On 5/17/06, Erik Moeller <eloquence at gmail.com> wrote:
> The level is not a problem. I tend to agree that there's no such thing
> as overciting, though I'm sure someone will eventually WP:POINT out an
> exception to that rule. As you say, the problem is more with the
> nature of the sources used. Much of the article is currently sourced
> to a web site called "Megalithic Walks" which is only attributed to
> "Graham and Angela" and which does not, itself, cite sources.
> However, citing such amateur websites is perfectly fine -- it's
> basically one step above "citation needed" and tells other editors
> that it would be nice to have a more authoritative source for the
> claim (and also that it's OK to remove it if it is in dispute).

Yes, I feel that for a reader, knowing that the information that a given
stone circle is 23 metres wide came from an amateur website is a hell of a
lot more useful than just being told "this stone circle is 23 metres wide".
However I still have two unresolved problems:
a) How to elegantly express the fact that two different sources have
contradicting accounts. Do I write: This stone circle is 23 [1] or 28 [2]
metres wide, and ... or do I actually have to incorporate the metadata about
the sources into the body: The size of the stone circle is reported
differently in different accounts, as being either 23 [1] or 28 [2]

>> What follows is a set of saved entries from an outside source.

PR #455, opened 2021-06-30
Add help message when no arguments are provided

wagoodman:
Now when no arguments are provided, the default help text is displayed:
```
$ syft packages
Generate a packaged-based Software Bill Of Materials (SBOM) from container images and filesystems

Usage:
   packages [SOURCE] [flags]

...

an image/directory argument is required
exit status 1

```

### DIFF
--- a/cmd/packages.go
+++ b/cmd/packages.go
@@ -47,7 +47,7 @@ const (
 
 var (
 	packagesPresenterOpt packages.PresenterOption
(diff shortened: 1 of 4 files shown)


luhring (approved):
Looks good! We can probably remove the extra lines of output after `Use " [command] --help"  ...`, but that can be done later. Having the help text back is the high order bit here 🎉 

image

b) How to elegantly express the fact that I simply don't know something
which is pertinent. Wikipedia does not have a narrator's voice. A newspaper
might say "The Age was unable to determine the man's name", and a book or
blog might simply use "I". I feel it's misleading to say "The origins of the
rock are unknown" when surely someone *does* know them - but we (I) don't.